Boston University Twitter Collection and Analysis Toolkit (BU-TCAT)

The BU-TCAT allows Boston University students and faculty–and members of the Communication Technology Division of AEJMC–to examine Tweets off the STREAM API (the so-called “gardenhose” access to Twitter) and then process the data for network analysis and visualization in Gephi or similar. With this open-source software, social data in the millions of units is quickly and easily sorted by algorithms to find people or items of importance on Twitter, among other analytic opportunities.  JoCTEC Founding Editor Jacob Groshek oversees BU-TCAT and interested users should contact him for more information, gain access the system, or add search terms.

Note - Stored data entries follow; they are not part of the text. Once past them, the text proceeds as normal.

PR #1351, opened 2020-12-09
Add ampliconstats to the main samtools man page.

whitwham:
Added the missing command.

### DIFF
--- a/doc/samtools.1
+++ b/doc/samtools.1
@@ -67,6 +67,8 @@ samtools bedcov aln.sorted.bam
 .PP
 samtools depth aln.sorted.bam
 .PP
+samtools ampliconstats primers.bed in.bam
+.PP
 samtools mpileup -C50 -f ref.fasta -r chr3:1,000-2,000 in1.bam in2.bam
 .PP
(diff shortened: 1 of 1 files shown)


whitwham:
Note, the man page on htslib.org needs updating as it is still on 1.10.  After this is merged though.

jkbonfield:
Thanks for this.

I'm in two minds as to where this belongs in the ordering.

It could either be adjacent to ampliconclip, as the two form their own group of amplicon-based analysis, or immediately after stats as part of the overall statistics group (flagstats, idxstats, stats).  I guess  bedcov, depth, mpileup, coverage all form genome coordinate depth style plotting, which ampliconstats may also be said to share a common grouping.  I guess this is why you put it there.

How about stats and bedcov which feels like a natural transition between the two groups? (Which rather fortuitously just happen to be adjacent.)

No strong feelings though so feel free to argue your case. :-)

whitwham:
Yes, I was in two minds about where it should go.  It seemed more stat like so I put it there.  It could well have just been put at the end near ampliconclip.  I have no really strong feelings about where it should go either.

As a resource to Boston University and the broader research community, the BU-TCAT opens up a host of analytic options that require no programming knowledge. Detailed analytic options include:

  • Timeline of Twitter activity, with minute-by-minute timestamping
  • Tweet statistics like hashtag and retweet frequencies, geocoding and unique users
  • Specific user stats: number of friends, followers, favorites, and verification
  • Activity metrics such as user visibility by mention frequency
  • Hashtag frequency, hashtag-user activity, word and identicial Tweet frequency
  • Lists of individual retweets and geocoded Tweets
  • Network graphs by mentions, co-hashtagging, and hashtag-user graphs
  • Cascades, alluvial diagrams, and associational profiles
  • Unlike many other types of Twitter collection systems or software, BU-TCAT searches do not run out or expire until they are turned off or deleted.

To date, the BU-TCAT system has archived over 500 million Tweets (and counting), on a wide range of topics, such as Ferguson, antibiotics, #election2016, Netflix, politics, and more.